Die Turbine war ja eigentlich als Cross Country Kurbel konzipiert wenn ich mich net täusche... Aber die in meinen Augen schönste ever isses allemal noch. Ne absolute Schande dagegen das Teil mit nem Bashguard zu verschandeln. Statt dessen lieber nen paar schöne TA Kettenblätter dranschrauben...  

Hier mal meine...


----------



## Sw!tch (5. Januar 2007)

okay das hab ich mir gedacht .
danke.
und wie schauts mit der kettenführungsmontage aus?


----------



## Sw!tch (5. Januar 2007)

achja es gibt auch schöne bashguards


----------



## Alesana (6. Januar 2007)

kurbel anschauen. is genau die gezeigte. hält schon seit 2005, nachdem meine diabolus den geist aufgeben hat und hält härtesten einsatz, big mtn freeride und mindestens schon 30dh races und auch derbe stürze, dirtjumpen, zwischendurch auch als aushilfrad beim streetfahren. kurbeln sind immernoch top gerade.


----------



## Sw!tch (6. Januar 2007)

okay das klingt schon mal recht ut.
was fürn innenlager verwendest du und konntest du kettenführung und so prolemlos montieren? ich hab ein isis in 118mm länge


----------



## Sw!tch (6. Januar 2007)

achja danke


----------



## Alesana (6. Januar 2007)

ich verwend nen 118er raceface signature dh. mit der kettenführung war kein problem. ich fahr ne nc17 as1 mit nem selbstgefästen bashguard weil der mitgekaufte damals 4 arm hatte und die kurbel ja 5 arm hat. geht alles problemlos


----------



## Xexano (6. Januar 2007)

Alesana schrieb:


> kurbel anschauen. is genau die gezeigte. hält schon seit 2005, nachdem meine diabolus den geist aufgeben hat und hält härtesten einsatz, big mtn freeride und mindestens schon 30dh races und auch derbe stürze, dirtjumpen, zwischendurch auch als aushilfrad beim streetfahren. kurbeln sind immernoch top gerade.

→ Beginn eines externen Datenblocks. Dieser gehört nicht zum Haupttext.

PR #1527, opened 2024-11-18
Clean up bounding box assignment

WilliamJamieson:
spacetelescope/gwcs#522 adds a warning to flag instances where bounding boxes that GWCS uses are ordered using the `C` (y, x) ordering rather than the `F` ordering the GWCS defaults to. GWCS handles the alternate ordering by default however tuple assignment to the forward transform before creating the GWCS causes astropy to assume a `C` ordering while if one assigns the same tuple directly to the wcs, GWCS will assume a `F` order. Due to this source of issues GWCS now throws a warning when it discovers an assigned bounding box with the `C` ordering as GWCS will always attach and handle bounding boxes specifically in the `F` ordering.

This PR updates `romancal` so that bounding boxes are always attached with the tuple correctly ordered and flagged as `F` order.

## Tasks

  - ``changes/<PR#>.docs.rst``

  ## steps
  - ``changes/<PR#>.flux.rst``
</details>

### DIFF
--- a/romancal/assign_wcs/assign_wcs_step.py
+++ b/romancal/assign_wcs/assign_wcs_step.py
@@ -8,6 +8,7 @@ import logging
 import gwcs.coordinate_frames as cf
 from astropy import coordinates as coord
 from astropy import units as u
+from astropy.modeling import bind_bounding_box
 from gwcs.wcs import WCS, Step
 from roman_datamodels import datamodels as rdm
 
@@ -141,7 +142,7 @@ def wfi_distortion(model, reference_files):
     transform = dist.coordinate_distortion_transform
 
     try:
-        bbox = transform.bounding_box
+        bbox = transform.bounding_box.bounding_box(order="F")
     except NotImplementedError:
         # Check if the transform in the reference file has a ``bounding_box``.
         # If not set a ``bounding_box`` equal to the size of the image after
@@ -149,9 +150,10 @@ def wfi_distortion(model, reference_files):
         bbox = None
     dist.close()
 
-    if bbox is None:
-        transform.bounding_box = wcs_bbox_from_shape(model.data.shape)
-    else:
-        transform.bounding_box = bbox
+    bind_bounding_box(
+        transform,
+        wcs_bbox_from_shape(model.data.shape) if bbox is None else bbox,
+        order="F",
+    )
 
     return transform
--- a/changes/1527.general.rst
+++ b/changes/1527.general.rst
@@ -1,0 +1,1 @@
+Perform bounding box assignment inline with the ordering that GWCS prefers.
--- a/romancal/conftest.py
+++ b/romancal/conftest.py
@@ -198,7 +198,6 @@ def _create_wcs(input_dm, shift_1=0, shift_2=0):
 
     # create necessary transformations
     distortion = Shift(-shift_1) & Shift(-shift_2)
-    distortion.bounding_box = ((-0.5, shape[-1] + 0.5), (-0.5, shape[-2] + 0.5))
     tel2sky = pointing.v23tosky(input_dm)
 
     # create required frames
@@ -219,6 +218,7 @@ def _create_wcs(input_dm, shift_1=0, shift_2=0):
     ]
 
     wcs_obj = wcs.WCS(pipeline)
+    wcs_obj.bounding_box = ((-0.5, shape[-2] + 0.5), (-0.5, shape[-1] + 0.5))
 
     input_dm.meta["wcs"] = wcs_obj
 
--- a/romancal/tweakreg/tests/test_astrometric_utils.py
+++ b/romancal/tweakreg/tests/test_astrometric_utils.py
@@ -254,7 +254,6 @@ def create_wcs_for_tweakreg_pipeline(input_dm, shift_1=0, shift_2=0):
 
     # create necessary transformations
     distortion = Shift(-shift_1) & Shift(-shift_2)
-    distortion.bounding_box = ((-0.5, shape[-1] + 0.5), (-0.5, shape[-2] + 0.5))
     tel2sky = _create_tel2sky_model(input_dm)
 
     # create required frames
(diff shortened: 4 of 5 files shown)


WilliamJamieson:
Regression tests pass. Note that these tests were specifically run with pytest turning all the bounding box warnings from GWCS into errors. https://github.com/spacetelescope/RegressionTests/actions/runs/11916504320

schlafly (approved):
Looks good to me.

FWIW, bind_bounding_box is new to me.  Would you mind saying a few words about when this is needed?  i.e., in parts of this PR you do wcs_obj.bounding_box = box, but for adding it to the transform you use the bind_bounding_box routine rather than the previous simpler-looking direct assignment.  Relatedly, it looks like when you assign to the wcs object you don't specify an order (presumably 'F' is assumed), but you are more explicit when assigning to the transform.  What motivates being more explicit in one case than in the other?

WilliamJamieson:
The use of tuples of tuples to represent bounding boxes for 2D+ circumstances has annoying consequences due to choices within `astropy`. For `astropy` models, when setting a bounding box via the tuple of tuples method, bounding boxes are assumed to be ordered in **reverse** input order, i.e. if the model has inputs ordered `x, y` then then it must be the case that for assignment
```python
model.bounding_box = ((y_min, y_max), (x_min, x_max))
```
This is the so called `"C"` ordering. By contrast, GWCS assumes the bounding box is ordered in the coordinate input ordering, so if they are say `ra, dec` then for assignment
```python
wcs.bounding_box = ((ra_min, ra_max), (dec_min, dec_max))
```
This is the so called `"F"` ordering. Hopefully it is clear that when building a WCS using GWCS it can be very very easy to accidentally reverse a bounding box from what you meant. There are two possible mistakes

1. Building the bounding box using the GWCS assumed ordering, but attaching it to the forward transform **before** passing the transform to the WCS.
2. Building the bounding box using the assumed `astropy` ordering, but attaching it to the final WCS.

In either case, one ends up with the bounding box in reverse order to what it should be. The bugs resulting from this can be rather difficult to find (ask me how I know), especially when the box is nearly but not total square. Hence, GWCS's new attempts to warn users that there maybe a possible issue.

Note that GWCS uses the "first" `forward_transform` to store the WCS's bounding box. Since this is an `astropy` model, everything ultimately gets passed into `astropy`. `astropy` internally handles bounding boxes not as tuples of tuples, but as abstracted objects which associate an "interval" (min/max) with each input variable. This means that programmatically once a bounding box is attached to a model, the "ordering" does not matter; however, it does matter when using tuples of tuples to set the bounding box. There are several methods for actively setting a bounding box to an `astropy` model using the `F` ordering, they just do not involve the `model.bounding_box =`. Once such method is the `bind_bounding_box` function, which exists as a simple way to accomplish using a `F` ordered tuple to attach a bounding box to them model and indicate that it was an `F` ordered box to start with, which is how GWCS implements the `wcs.bounding_box=` operation.

The method GWCS uses for issuing the warning for a possible bounding box issue is interrogation of the bounding box's order when it grabs said bounding box from the first forward transform. If that order is '"C"' (is dimension > 2, and not a default bounding box from the model class itself), GWCS knows that the bounding box was set outside of its control meaning the user had to remember to reverse it.

> Looks good to me.
> 
> FWIW, bind_bounding_box is new to me. Would you mind saying a few words about when this is needed? i.e., in parts of this PR you do wcs_obj.bounding_box = box, but for adding it to the transform you use the bind_bounding_box routine rather than the previous simpler-looking direct assignment. Relatedly, it looks like when you assign to the wcs object you don't specify an order (presumably 'F' is assumed), but you are more explicit when assigning to the transform. What motivates being more explicit in one case than in the other?

As to why `bind_bounding_box` was used in some places while in others I moved the bounding box attachment around? If you look closely `bind_bounding_box` is used in cases where the forward transform is being built along side the bounding box separate from where the WCS is built, ie in a function that generates the forward transform, which is then passed to the WCS. In these cases, it is rather awkward to set the bounding box directly on the WCS instead, so the `bind_bounding_box` is used to explicitly set the bounding box using the `"F"` ordering. In the cases, where I moved bounding box assignment around, were those where the bounding box object was generated in the same context as the WCS was being built, which means I could simply reverse the bounding box tuple order and then attach it to the WCS directly (from which GWCS would then do all the necessary stuff under the hood to make sure it was attached as an order `"F"` bounding box.

Ideally, the bounding box should always be computed in such a way we can pass directly to the transform; however, that was not always the easiest thing to do without more significant changes. I am planning to clean up all the WCS stuff in `romancal` once we have finalized the GWCS API for GWCS release 1.0, so making significant code changes now to do stuff more cleanly does not really make sense to do significant changes in this PR.

romancal/assign_wcs/assign_wcs_step.py
```diff
@@ -141,17 +142,18 @@ def wfi_distortion(model, reference_files):
...
 
-    if bbox is None:
-        transform.bounding_box = wcs_bbox_from_shape(model.data.shape)
-    else:
-        transform.bounding_box = bbox
+    bind_bounding_box(
+        transform,
+        wcs_bbox_from_shape(model.data.shape) if bbox is None else bbox,
+        order="F",
+    )
```
WilliamJamieson, line 157: This is a case where the GWCS warning identified a bug. It just did not get picked up by any tests...

Note https://github.com/spacetelescope/romancal/blob/281aa556a388363f98ed8a69ad1de46ef4b78297/romancal/assign_wcs/utils.py#L20-L35

Reports to create a bounding box in the `x, y` ordering **but** the `transform.bounding_box =` was making the assumption this was a `y, x` box.

With this change it is now being assigned correctly with an `x, y` ordering.

schlafly:
Ah, good, astropy.modeling uses the other convention and has this box convention---thanks, that makes sense.

> As to why `bind_bounding_box` was used in some places while in others I moved the bounding box attachment around? If you look closely `bind_bounding_box` is used in cases where the forward transform is being built along side the bounding box separate from where the WCS is built, ie in a function that generates the forward transform, which is then passed to the WCS. 

Yup, great, this makes sense, thanks!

Der Sattel gibt auch schon langsam den Geist auf...


----------



## [email protected]!t (6. Januar 2007)

schon ne weile her aber hat auch zum downhillen getan, die kurbel liegt immer noch in meinem schrank und ist einwandfrei.


----------



## MTB-News.de




----------



## Alesana (6. Januar 2007)

Xexano schrieb:


> Der Sattel gibt auch schon langsam den Geist auf...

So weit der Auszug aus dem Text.